Owing to the peculiar properties of their DNA-binding specificity, transcription activator-like effectors (TALEs) from the plant pathogen Xanthomonas can be engineered to bind virtually any DNA sequence. Jaenisch and colleagues exploit this property to drive targeted modifications in both human embryonic stem cells and induced pluripotent stem cells (Nat. Biotechnol. 29, 731–734; 2011), in which genetic engineering by homologous recombination is inefficient.

TALEs bind DNA through 34-amino-acid-long repeats, in which two amino acids per repeat are hypervariable to recognise a specific base. Rearrangements of TALE repeats allow the generation of novel DNA-binding specificities. When TALE domains are coupled to an endonuclease, TALENs can target endogenous genes, creating deletions or fusion proteins to monitor expression. The authors used this system to target five different genomic sites in pluripotent stem cells and generated clones expressing fusion proteins of both the protein OCT4, which is expressed in pluripotent cells, and the protein PITX3, which is only induced following differentiation.

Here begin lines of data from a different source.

PR #805, opened 2020-02-27
Refine the German translation of "Join the conversation"

philipjohn:
Our only German publisher mentioned the translation was not quite right here.

> „Nehmen Sie an der Konversation teil” should be „Reden Sie mit!”

So this PR makes that change.


laurelfulford:
This option looks like it's already built into the above plugin -- the second to last field ("Heading (no comments)" replaces the Join the Conversation text on the front-end, even though the latter does appear when you already have comments. 

@philipjohn if this seems like an okay approach in this case, let me know and I can update the site with this plugin to fix!

philipjohn:
Yeah, looks like this is more than just a translation. I'm going to go back and re-assess.

PR #829, opened 2020-03-13
Homepage Posts: Remove top margin on accent-header with AMP

### LINKED ISSUE #791: Homepage Posts + Columns: 'Load More' container affects header styles
Right now in the theme, there are styles in place to remove the margin from the first block in a column, and the margin from the `h2` used for the section header when the homepage posts block is the first block in a column.

However, the selectors are pretty specific, targeting the first `h2` in the block. If you have 'load more posts' enabled and AMP, another container is added, making this selector no longer work.

These styles need to be updated to make sure the header sits right at the top, regardless of the block settings.

laurelfulford:
### All Submissions:

Right now the theme adds margins to the top and bottom of every block, but does remove them in a few cases -- one example is when they're at the top of a column. 

The homepage posts also have the top margin removed from the section title when populated; this is done by checking for the article block being the first child. 

When AMP and Load More are both enabled, an extra container is added to the block, screwing up these styles; this PR fixes that. 

Closes #791

1. Set up a column block; in each column, add a homepage article block with 'Load More' turned on. Add a section title to each block. Save and publish.
2. Navigate to Dashboard > AMP, and set AMP mode to transitional.
3. Open your saved page in two tabs; one in AMP mode and one without. Compare the top spacing and note that the one with AMP enabled has a top margin:

**Without AMP:**

image

image

**With AMP:**

image

image

5. Confirm that the AMP version no longer has the top margin on the section header:

image

### Other information:

### DIFF
--- a/newspack-theme/sass/blocks/_blocks.scss
+++ b/newspack-theme/sass/blocks/_blocks.scss
@@ -172,7 +172,7 @@
 		margin-top: 32px;
 
 		&:first-child,
-		&.wpnbha:first-child .article-section-title,
+		&:first-child .article-section-title, // when Load More is enabled.
 		&.accent-header + div.wpnbha {
 			margin-top: 0;
 		}


laurelfulford:
Thanks Jeff!

PR #833, opened 2020-03-18
Prevent id selector format error in pre-commit checks

laurelfulford:
### All Submissions:

The SCSS formatting checks are not liking the underscore in the `#wp-block-jetpack-mailchimp_consent-text` ID selector, so this PR updates the selector to use an attribute selector instead with part of the ID.

1. Add a Mailchimp block to a test site, and note the text size in the paragraph disclaimer:

image

3. Refresh the block; confirm the paragraph font size has not changed.

### Other information:

### DIFF
--- a/newspack-theme/sass/blocks/_blocks.scss
+++ b/newspack-theme/sass/blocks/_blocks.scss
@@ -1125,7 +1125,7 @@
 		width: 100%;
 	}
 
-	#wp-block-jetpack-mailchimp_consent-text {
+	p[id^='wp-block-jetpack-mailchimp'] {
 		font-size: $font__size-sm;
 	}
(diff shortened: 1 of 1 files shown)


laurelfulford:
> Only question—the selector doesn't have any impact over the text in the editor, only front-end. Is this how it was intended?

Good question! We don't have the exact same selector in the editor styles, though there are some with a mix of dashes and underscores on classes (for the front-end, it was an ID). 

If those end up being an issue, we might need to change the prettier format rules -- a lot appear to be coming from the Gutenberg editor and Jetpack, and could be harder to dance around 😕 

I'm going to merge as is, and we'll tackle that when it comes up!

PR #855, opened 2020-03-26
Add support for Yoast Breadcrumbs

thomasguillot:
### All Submissions:

Since we require Yoast and it has a built-in breadcrumbs functionality, it'd make sense to add support for it.

I also noticed that quite a few news sites are actually using breadcrumbs.

Screenshot 2020-04-01 at 10 31 29

_Note: this would only be visible for tablet >= screens_

1. Enable breadcrumbs via: wp-admin > SEO > Search Appearance > Breadcrumbs
2. Navigate to a post
3. Notice the breadcrumbs below the header

### Other information:

### DIFF
--- a/newspack-nelson/inc/child-color-patterns.php
+++ b/newspack-nelson/inc/child-color-patterns.php
@@ -88,6 +88,9 @@ function newspack_nelson_custom_colors_css() {
 			.nav1 .sub-menu a,
 			.h-sb .site-header .highlight-menu .menu-label,
 			.h-sb .site-header .highlight-menu a,
+			.h-sb .site-breadcrumb,
+			.h-sb .site-breadcrumb a,
+			.h-sb .site-breadcrumb .breadcrumb_last,
 			.h-sb .site-footer {
 				color: ' . esc_html( $header_color_contrast ) . ';
 			}
--- a/newspack-nelson/inc/child-color-patterns.php
+++ b/newspack-nelson/inc/child-color-patterns.php
@@ -35,7 +35,9 @@ function newspack_nelson_custom_colors_css() {
 		/* Header short height; default background */
 		.h-sh.h-db .site-header,
 		.site-content #primary,
-		#page .site-header {
+		#page .site-header,
+		/* Yoast Breadcrumb */
+		.has-highlight-menu .site-breadcrumb .wrapper {
 			border-color: ' . esc_html( newspack_adjust_brightness( $primary_color, -40 ) ) . ';
 		}
 
--- a/newspack-nelson/inc/child-color-patterns.php
+++ b/newspack-nelson/inc/child-color-patterns.php
@@ -35,9 +35,7 @@ function newspack_nelson_custom_colors_css() {
 		/* Header short height; default background */
 		.h-sh.h-db .site-header,
 		.site-content #primary,
-		#page .site-header,
-		/* Yoast Breadcrumb */
-		.has-highlight-menu .site-breadcrumb .wrapper {
+		#page .site-header {
 			border-color: ' . esc_html( newspack_adjust_brightness( $primary_color, -40 ) ) . ';
 		}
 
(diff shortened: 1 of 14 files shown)


thomasguillot:
> In my testing, I found the breadcrumbs don't inherit the custom fonts

Fixed in https://github.com/Automattic/newspack-theme/pull/855/commits/40380d6adeb860dc481a8f94dccc2ca40a932449

I actually decided to avoid using the heading font to avoid confusion with menu items

thomasguillot:
> have some placement issues with Newspack Nelson

Fixed in https://github.com/Automattic/newspack-theme/pull/855/commits/4a5e18ed2515b665d02eb23dfbcbd384112a7e9f

The negative margin applied to the content was breaking the position of the breadcrumbs.

thomasguillot:
> When the Highlight menu is used, the proximity to each other in all but Newspack Nelson also seems a bit weird
>
> I'm not sure if we'd want to separate these with a line, not allow both to be used, or something else?

Fixed in https://github.com/Automattic/newspack-theme/pull/855/commits/d586b0e31b5ff26f33d502bab3de7424147139be

So displaying both is not ideal and maybe this should be documented. I added some css to make sure it looks ok though.

thomasguillot:
> Also, personally, I think the breadcrumb on posts -- the bulk of a new site's content -- is a bit redundant. It's not adding links to anything that isn't easily available already, and posts don't have a complex structure that seems to call for navigation to help figure out where you are (compared to, say, a site with a dense page structure). I might be missing an important use case here though!

Here are some thoughts:
 
* News sites with multiple sub categories can be quite difficult for visitors to know where they are without breadcrumbs (e.g. Sports > Football > England > Premier League)
* According to [a bunch of websites](https://duckduckgo.com/?q=breadcrumbs+seo), it helps with SEO
* And since it's an option, it's completely entirely up to the user to display it or not and at least we offer the option

thomasguillot:
> With Newspack Nelson, what do you think about switching the border to a slightly darker version of the current header background, instead of grey, since it sits on top of the header background?

Took care of it in https://github.com/Automattic/newspack-theme/pull/855/commits/fae04aaccd97effaf5da0326c687b5a2531435ac

> For Newspack Katharine, I find the doubled little boxes a bit odd (especially since you can end up with a lot of the primary colour with the Highlight Menu active). What do you think about switching this to the dotted line used elsewhere?

Good point, https://github.com/Automattic/newspack-theme/pull/855/commits/5d84c6ebc88a71c1c150d53a134aa422c2a74f86

> Newspack Scott has a similar issue (though it reads more clearly as perhaps an error?):

Yeah it was a typo: https://github.com/Automattic/newspack-theme/pull/855/commits/93bfcf35b17e8a8c2e3cf4f3d29c0d4a25c82884

> Lastly I think I preferred the header font for the breadcrumb trail, but get how using the body font helps differentiate it from the menu :) So I'd be good with whatever you prefer here.

I actually switched back to Headings in https://github.com/Automattic/newspack-theme/pull/855/commits/37449cfaa79f779a2fd68476b4519283b84a109b but I made sure the custom fonts are working 😊

newspack-nelson/inc/child-color-patterns.php
```diff
@@ -35,7 +35,9 @@ function newspack_nelson_custom_colors_css() {
 		/* Header short height; default background */
 		.h-sh.h-db .site-header,
 		.site-content #primary,
-		#page .site-header {
+		#page .site-header,
+		/* Yoast Breadcrumb */
+		.has-highlight-menu .site-breadcrumb .wrapper {
```
laurelfulford, line 40: Small nitpick -- the `.has-highlight-menu .site-breadcrumb .wrapper` style should use `$header_color` rather than `$primary_color` for the border -- `$header_color` will use the primary colour if the header is using the default background, but if not, you can end up with a bit of a mismatch. This is my site with a yellow primary colour but a reddish header colour: 

image

thomasguillot: Fixed in https://github.com/Automattic/newspack-theme/pull/855/commits/1458cd0392cc53a8f53022723a0a4db1b6c96477
Hopefully I didn't miss anything else!

thomasguillot:
> I have one small issue remaining that's new -- the border in Newspack Nelson always uses the primary colour, even if you have a separate custom header colour. I've suggested what to change in the code comment, but please let me know if you have any questions at all. Otherwise it's looking good!

Thank you, Laurel!

I took care of it in https://github.com/Automattic/newspack-theme/pull/855/commits/1458cd0392cc53a8f53022723a0a4db1b6c96477. Hopefully this time everything is fine!

laurelfulford:
Documentation has been added here: https://newspack.blog/support/themes/yoast-breadcrumbs/

PR #867, opened 2020-04-08
Checkout: Option to hide order details table

laurelfulford:
### All Submissions:

Right now, the 'Orders' table on the WooCommerce checkout screen is large, space-consuming, and makes little sense when used strictly for donations.

I'm not sure we want to remove this entirely, say, for sites that may use WooCommerce for a store as well, but we can at least add an option to hide it. This PR adds a Customizer option to show, hide, or toggle the Orders table on the checkout page. 

1. On a Newspack site with donations set up, add a recurring donation to your cart using the Donate block.
2. You should be taken to the Donation page automatically; note the large Order details table:

image

4. View the page again and note that the table is gone, replaced with a simple one liner describing your order: 

image

5. Navigate to Customizer > WooCommerce > Order Details, and confirm you have the following options:

image

6. Switch to 'Hide, with ability to toggle open', and click Publish. 
7. View the checkout page again; confirm that you have a 'Show Details' toggle:

image

8. Click the toggle and confirm it opens and closes the Order Details table, sans 'Order Details' header:

image

9. I believe this form will typically be used with AMP disabled on the page, so the form details update better, but this should be tested both with and without AMP enabled. So either enable or disable AMP (depending on your current setting), and repeat testing step 8.
10. Navigate back to Customizer > WooCommerce > Order Details, and pick "Show"
11. Confirm that the table now displays by default, with no toggle:

image
 
### Other information:

### DIFF
--- a/newspack-theme/functions.php
+++ b/newspack-theme/functions.php
@@ -344,10 +344,12 @@ function newspack_scripts() {
 		}
 
 		$newspack_l10n = array(
-			'open_search'       => esc_html__( 'Open Search', 'newspack' ),
-			'close_search'      => esc_html__( 'Close Search', 'newspack' ),
-			'expand_comments'   => esc_html__( 'Expand Comments', 'newspack' ),
-			'collapse_comments' => esc_html__( 'Collapse Comments', 'newspack' ),
+			'open_search'        => esc_html__( 'Open Search', 'newspack' ),
+			'close_search'       => esc_html__( 'Close Search', 'newspack' ),
+			'expand_comments'    => esc_html__( 'Expand Comments', 'newspack' ),
+			'collapse_comments'  => esc_html__( 'Collapse Comments', 'newspack' ),
+			'show_order_details' => esc_html__( 'Show details', 'newspack' ),
+			'hide_order_details' => esc_html__( 'Hide details', 'newspack' ),
 		);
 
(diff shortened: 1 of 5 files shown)


philipjohn:
I think this is actually really good, @laurelfulford ! It gets rid of the big ugly where it doesn't make sense but if a publisher does end up selling other products (e.g. event tickets) this would allow them to show those appropriately.

laurelfulford:
Made a minor update to improve the 'order summary' section of the page:

image

More than one item will be stacked with a small vertical space between them.

Marking this as ready for review!

laurelfulford:
Thanks for testing, Jeff!

What's kind of weird is in that second screenshot, the 'summary' version of the order is also not using the same styles. Does it have a `span` around everything in that line (no classes)?

It's like the CSS isn't working at all, but only for that one version. I can't recreate it yet, but still digging into it, might need to spin up a new site to see it!

jeffersonrabb:
> It's like the CSS isn't working at all, but only for that one version. I can't recreate it yet, but still digging into it, might need to spin up a new site to see it!

This appears to happen only when I'm logged in. If I test in an incognito browser, it works as expected. I'll ping you directly with a link to a site where you can see this.

laurelfulford:
Thanks Jeff!

PR #873, opened 2020-04-09
One Column template: Make max width a px value, not %

### LINKED ISSUE #870: One Column template: Doesn't need to be 65% wide
Right now the One Column template has the content set to 65%, which is the same as the default, two-column template.

This means the content starts to get narrow on smaller screens (like tablets), before it really needs to. It could actually have  max-width of 780px instead, to maximize space on mid-sized screens.

laurelfulford:
### All Submissions:

Right now, the one column template has a content area of 65% of the site's 1200px width, with makes it 780px wide. This matches how this is done for the default two column template.

This means that the content area of the one column template shrinks as you make the browser window narrower -- however, this doesn't make sense when you don't have a sidebar to make room for, and leads to weirdly narrow content at some tablet screen sizes. 

This PR changes this template's styles, so the content area has a max-width of 780px, meaning it will fill up more space on tablet-sized screens.

Closes #870 .

1. Apply the one-column template to a post and a page.
2. View on the front end; confirm that the content width is 780px wide when the browser window is large, but shrinks as you scale down the browser window.
4. Confirm that the post and page have not changed in appearance when the browser window is wide.
5. Try sizing down the browser window again; confirm that the content area remains at 780px wide, until the window becomes narrower than that, at which point, it fills the available space. 

### Other information:

### DIFF
--- a/newspack-theme/sass/layout/_layout.scss
+++ b/newspack-theme/sass/layout/_layout.scss
@@ -64,8 +64,7 @@
 .blog #main,
 .search #main,
 .page .main-content,
-.single .main-content,
-.newspack-front-page.page-template-single-feature .site-main {
+.single .main-content {
 	@include media( tablet ) {
 		width: 65%;
 	}
@@ -94,6 +93,8 @@
 .newspack-front-page.page-template-single-feature .site-main {
 	margin-left: auto;
 	margin-right: auto;
+	max-width: 780px;
+	width: 100%;
 }
 
 .page-template-single-feature {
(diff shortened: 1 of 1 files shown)


laurelfulford:
I wouldn't say unexpected but maybe... sub-optimal? It just doesn't seem to make sense to shrink the one column content area when it's not making room for something else (like another column). 

I can hold off merging until it's confirmed that it won't introduce issues with ads!

jeffersonrabb:
> I can hold off merging until it's confirmed that it won't introduce issues with ads!

No need - go ahead and merge. If it does affect the ads code it will be a pretty subtle change that we can figure out later.

laurelfulford:
Ok - thanks Jeff!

In a separate study, Jaenisch and colleagues used zinc-finger nucleases, which have previously been developed for genetic engineering in pluripotent stem cells, to create isogenic human pluripotent stem cells differing only in the presence of specific α-synuclein variants that had been linked to early onset of Parkinson's disease (Cell 146, 318–331; 2011). Using zinc-finger technology, however, can be laborious as extensive optimization is required to construct nucleases that would target unique sites of the genome. TALENs, with their defined combinatorial properties, could become the future of genetic engineering in stem cells.